Close to 35,000 blaring fans cheered him on for 18 holes at the Royal Montreal Golf Club.
“Woods just put his drive into the water!” yelled one fan running down 18.
Thanks for the info buddy. Not that the Canadian jersey you’re wearing is giving you away.
“It’s overwhelming really,” said Weir right after the historic match. “When I look back on my career, this may be something, maybe even more special than the Masters, the support I’ve gotten here.”
“When Mike started making birdies it was like a rock concert, a lot of cheering going on,” said South African teammate Ernie Els.
A rock show on a golf course? Almost.
“I think this year we are going to put face paint on and ribbons in our hair,” said Woods during a press conference on Tuesday.
The statement set the tone for a surreal week of golf.
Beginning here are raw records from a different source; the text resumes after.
PR #16721, opened 2022-11-29
Added storybook check (WIP 👷‍♀️ )

### LINKED ISSUE #15760: Add storybook check to CI
### Description
Currently there is no way for an engineer to know if a change that they make to the codebase or component breaks storybook. We need a way for CI to check if a change has broken storybook. Look into [StoryShots](https://github.com/storybookjs/storybook/tree/master/addons/storyshots/storyshots-core) as a solution.

### * Edit
Storyshots has been softly deprecated in favour of integration testing. Let's look into that instead https://storybook.js.org/docs/react/writing-tests/test-runner

Screen Shot 2022-11-14 at 10 56 24 AM
Screen Shot 2022-11-14 at 10 56 49 AM

### References
[Example of this happening Slack thread]()
[Same issue asked in storybook](https://github.com/storybookjs/storybook/issues/7643)
[Storybook StoryShots addon](https://consensys.slack.com/archives/GTQAGKY5V/p1662493804279299)

NidhiKJha:
Fixes #15760 

* Added `test-storybook` dependency

TODOS:
1. Fix the story check issue `Unexpected component id`
2. Add in the CI


yarn.lock
```diff
@@ -3815,18 +4423,58 @@
...
+    "@storybook/core-events" "6.5.13"
+    "@storybook/csf" "0.0.2--canary.4566f4d.1"
+    "@storybook/router" "6.5.13"
+    "@storybook/theming" "6.5.13"
+    "@types/webpack-env" "^1.16.0"
+    core-js "^3.8.2"
+    global "^4.4.0"
+    regenerator-runtime "^0.13.7"
+
+"@storybook/api@6.5.10", "@storybook/api@^6.5.10":
```
Gudahtt, line 4443: It looks like some of the storybook dependencies here are duplicated. Maybe there is an incompatibility here between something `@storybook/test-runner` is using and something our version of storybook is using.

Gudahtt: Oh nevermind. Still worth deduplicating this, but I see what you mean about `__filename` not being supported.

ui/components/app/account-list-item/account-list-item.stories.js
```diff
@@ -4,7 +4,7 @@ import AccountListItem from './account-list-item';
 
 export default {
   title: 'Components/App/AccountListItem',
-  id: __filename,
+  id: 'ui-components-app-account-list-item-account-list-item',
```
georgewrmarshall, line 7: Could we just get rid of the `id` field altogether? From my understanding it does 2 things 
1. Creates the file path URL schema
2. Generates this section of links for each PR build 👇 

Screenshot 2022-12-21 at 4 01 47 PM

🤔  I'm not sure it adds a huge amount of value because it seems to include stories that have no relevance to the PR https://github.com/MetaMask/metamask-extension/pull/16931/files.

Plus there is the other link to the storybook build so we could just use that for visual testing?

Screenshot 2022-12-21 at 4 02 19 PM

**Pros**
- Engineers don't have to fill out another field when creating a story

**Cons**
- Lose the ability to link to effected stories from the PR
- We would have to update all stories that link to other stories and think about externally links stories from Figma

So would have to update the links in Figma and in our MDX docs

Screenshot 2022-12-21 at 3 55 46 PM

Screenshot 2022-12-21 at 3 56 42 PM

Thoughts on this @Gudahtt @kumavis?

georgewrmarshall (commented):
Left a comment regarding what we talked about in our extension sync

ui/components/app/account-list-item/account-list-item.stories.js
NidhiKJha: Yup, we can get rid of the id field altogether. @georgewrmarshall this is the current plan

1. We will delete the `id` field from all the stories.js files and won't be relying on `filename/id` anymore. 
2. Currently URLs are generated based on the existing ids but when the` ids `will be gone, new URLs will be generated based on the title of each story.
3. In the CI, we can get the URL from stories.json. 
4. The only con you mentioned will be to update the New URLs in the docs (README.mdx) files.

NidhiKJha:
Closing it with reference to #17092

PR #16722, opened 2022-11-29
[snow] [patch] restore open api usage fully

weizman:
Snow intentionally disables `open` API due to it being highly vulnerable against Snow (see https://github.com/LavaMoat/Snow/issues/2).

MetaMask apparently relies on `open` API.

This was not discovered when Snow was introduced due to **MetaMask tests not covering parts of the app that make use of `open` API**. 

This PR introduces a temporary patch for bringing `open` API back by allowing it to be used by Snow.

This patch will be removed once an elegant solution to this problem is introduced to Snow.

NOTE: [Line 19](https://github.com/MetaMask/metamask-extension/pull/16722/files#diff-cddcd04fc7a35f3946bff2b5418460271e9abee5be2127544dc3000dc173614cR19) of the patch file only looks intimidating because patch-package applies diffs per line in file, and since the production build file of Snow is compressed to a single line, patch-package basically replaces the whole line where in reality the diff is a single character (`:1:3817` is changed from `!0` to `!1` which resolves to `false` instead of `true`)


Gudahtt (approved):
LGTM!

segun (approved):

Issue #16702, opened 2022-11-28
[Bug]: MV3 DAPP action replay - it is possible for a DAPP RPC request to be processed twice in extension


jpuri:
### Describe the bug

With the new DAPP action replay implementation it is possible for DAPP to send an RPC request twice to extension. For a request like create new transaction this can result in > 1 transactions being created in extension.

We need to fix this, possible fix can be sending `id` of request with the request [here](https://github.com/MetaMask/json-rpc-middleware-stream/blob/main/src/createStreamMiddleware.ts#L54), and on extension side we can keep a cache of id already processed to ensure that a request is not processed twice.

PR #16730, opened 2022-11-29
Adding middleware to filter out duplicate requests from DAPP

jpuri:
Fixes: #https://github.com/MetaMask/metamask-extension/issues/16702

Filtering out JSON RPC requests already seen from DAPP.


app/scripts/lib/createDupReqFilterMiddleware.test.js
```diff
@@ -0,0 +1,25 @@
+import createDupReqFilterMiddleware from './createDupReqFilterMiddleware';
+
+describe('createDupReqFilterMiddleware', () => {
+  it('call function next if request is seen first time', () => {
+    const filterFn = createDupReqFilterMiddleware();
+    const request = { id: 1 };
+    const nextMock = jest.fn();
+    const endMock = jest.fn();
+    filterFn(request, undefined, nextMock, endMock);
```
digiwand, line 9:
```suggestion

    filterFn(request, undefined, nextMock, endMock);

```
echoing what @Gudahtt mentioned in a [comment in another PR](https://github.com/MetaMask/KeyringController/pull/169/files#r1035969577)

> Nit: typically for tests, we use newlines to separate the different phases of the test: arrange, act, and assert. Arrange is the setup, act is where we do the thing that is under test, and assert is where we check that it works.

app/scripts/lib/createDupReqFilterMiddleware.js
```diff
@@ -0,0 +1,23 @@
+import log from 'loglevel';
+
+/**
+ * Returns a middleware that filters out requests already seen
+ *
+ * @returns {Function}
+ */
+export default function createDupReqFilterMiddleware() {
```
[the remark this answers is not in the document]
jpuri: yep done

app/scripts/lib/createDupeReqFilterMiddleware.test.js
```diff
@@ -0,0 +1,27 @@
...
+  });
+  it('call function end if request is seen second time', () => {
+    const filterFn = createDupeReqFilterMiddleware();
+    const request = { id: 1 };
+    const nextMock = jest.fn();
+    const endMock = jest.fn();
+    filterFn(request, undefined, nextMock, endMock);
+    expect(nextMock).toBeCalledTimes(1);
+    expect(endMock).not.toBeCalled();
+    filterFn(request, undefined, nextMock, endMock);
```
digiwand, line 23:
```suggestion

  it('call function end if request is seen second time', () => {
    const filterFn = createDupeReqFilterMiddleware();
    const request = { id: 1 };
    const nextMock = jest.fn();
    const endMock = jest.fn();

    filterFn(request, undefined, nextMock, endMock);
    expect(nextMock).toBeCalledTimes(1);
    expect(endMock).not.toBeCalled();

    filterFn(request, undefined, nextMock, endMock);
```

digiwand (dismissed):

app/scripts/lib/createDupeReqFilterMiddleware.js
```diff
@@ -0,0 +1,23 @@
...
+/**
+ * Returns a middleware that filters out requests already seen
+ *
+ * @returns {Function}
+ */
+export default function createDupeReqFilterMiddleware() {
+  const processedRequestId = [];
+  return function filterDuplicateRequestMiddleware(
+    /** @type {any} */ req,
+    /** @type {any} */ _,
```
Gudahtt, line 12: Nit: it might be useful to spell out what this is, so it's more clear why we're ignoring it. The leading `_` still shows we're not using it on purpose.
```suggestion
    /** @type {any} */ _res,
```

app/scripts/lib/createDupeReqFilterMiddleware.js
```diff
@@ -0,0 +1,23 @@
...
+    /** @type {Function} */ next,
+    /** @type {Function} */ end,
+  ) {
+    if (processedRequestId.indexOf(req.id) >= 0) {
+      log.info(`RPC request with id ${req.id} already seen.`);
+      return end();
```
Gudahtt, line 18: Are we sure the dapp has received the response already from the first request? i.e. is it possible for the first response to have been dropped, e.g. while the contentscript was waiting for the initialization message.

Gudahtt: I suspect it is possible, though maybe not likely. It could happen after the contentscript has destroyed the streams, before they had been recreated.

It might be safer to cache the response, and re-send the original response if we get the message again. Not great having to cache every dapp response though :thinking: Even for just 5 minutes, that could get hefty.

Gudahtt: Alternatively, we could add a retry loop on the service worker side to ensure the request gets through if this unfortunate timing happens. Then this middleware works fine as-is.

Gudahtt (dismissed):
LGTM! I identified one potential problem in a comment that we should investigate, but that doesn't need to block.

app/scripts/lib/createDupeReqFilterMiddleware.js
jpuri: The filters are called after request reaches service worker, the only scenario I think when user may not get response is when service worker dies before request is completely processed, in that case replay logic in `inpage` will resend. the request.

Gudahtt (approved):

app/scripts/lib/createDupeReqFilterMiddleware.js
Gudahtt: Here is the failure scenario I was thinking of: https://sequencediagram.org/index.html#initialData=C4S2BsFMAIDEEMTgK4CcYGcDGkB29UQB7AKBIAcDQsRLdhoBhI+vYbQ84CqkGuhgGVIqAG58YAdyKoA1iOgAKAIwZgASh6pqtePWjCxE6NLkLFAJlwATTSXhZQo+MBjNW9DrW4OnLmIbiOCYy8qhKqhpk7q6eWJzAALQAfIHGpmERauoAXAAGkMAAFgD6WEWIuACS1nnQ6ACOyJBqZNaQviDOrgYiQVKh5pF2ZPAARkQAHvUgAOZFDEQAZr1GwRlD2TkACqhEOBgY0Hjt1qMT04Tziytp64Phlja5u-stR2pUkGed3QF96QeSistmiLFi7Hi3hSdwGZkeINyBWKJQwJwAKqg9BhOiw6o1mq0YmwvFwADyJWEheFZDT5QqlcqVGp1NToeAAW2gS0QKHQZHsF2gUCWNyY4JJUK4OQAIi1gHsAJ7HSaxDDEXDQNkdDkYEjEuIJClUjYI570lFomyY7G43B1SL1FrkFho85TYWQUXQZbijyQhI5ABKkHiHR6kFVeHVLC1Cp1ev1EsN0NSAPuNKetgtpSt1htuBxjg1+MgTXlYP9pOAxvTcMyWaRDNRGKxhbtdUgHK4ypBTowLsLkCAA

I'm not sure whether it's possible. The main part I'm uncertain of is whether messages sent over the "contentscript <=> service worker" stream for the _old_ process would be delivered to the _new_ process. Maybe the stream needs to be re-established.

jpuri: Not sure if I am getting you correct, but in case it is not delivered to backend - there will be no response and DAPP replay logic will replay it.

Gudahtt: Got it, thanks. That sounds right. I just wasn't sure.

digiwand (approved):
LGTM 👍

The highlight was Woody Austin aka Aqua Man falling face first into the water while trying to hit his ball on Friday.
Austin took it in stride wearing a scuba mask walking down the same hole Sunday.
“I thought ‘damn that water must be cold’,” said international team captain Gary Player. “I was just glad to see his head come up.”
Patriotism was in the air as international team wives proudly wore Canadian jerseys.
“I feel like we’ve got 11 adopted Canadians here this week,” said Weir.
Accents from across the world were heard in packed galleries the holes.
Think you can tell the difference between a South African accent and Australian one? With four players from each country their fans has lots to cheer about.
Forget air guitar, air golf was the rage as wannabe Tiger Woods practiced their swings, imaginary golf club in hand, looking like actors of an ugly cross between aerobics and Tai Chi. Beer tents strategically placed on the course gave a pro international crowd enough juice to follow their idols around the 7,171-yard track.
It was strange to see grown adults sprinting from green to tee-off yelling “Go Tiger!” as they tried not to kill themselves on the slippery wet grass. Even more bizarre, these adults were dressed in chic apparel usually worn by more reserved individuals.
The President’s Cup is a little like the Ryder Cup without a chip on it’s shoulder. Fair play and ‘gimmees’ are common with all the money, approximately $3.5 million, going to charity. The PGA pulled out all the stops for this one, sending tournament executive director Tom Clark to live in Montreal two years before the event to research Quebecois culture.
The place was pristine, with the most litter on the ground coming from the apple trees along the 8th hole.
The most exiting aspect was the match play format. Having the best go head to head was great for the fans and the PGA should consider expanding it to something like the Fed-Ex Cup playoffs.
The Internationals lost but, regardless of the final outcome, it was the golf fan that was the real winner after this memorable week.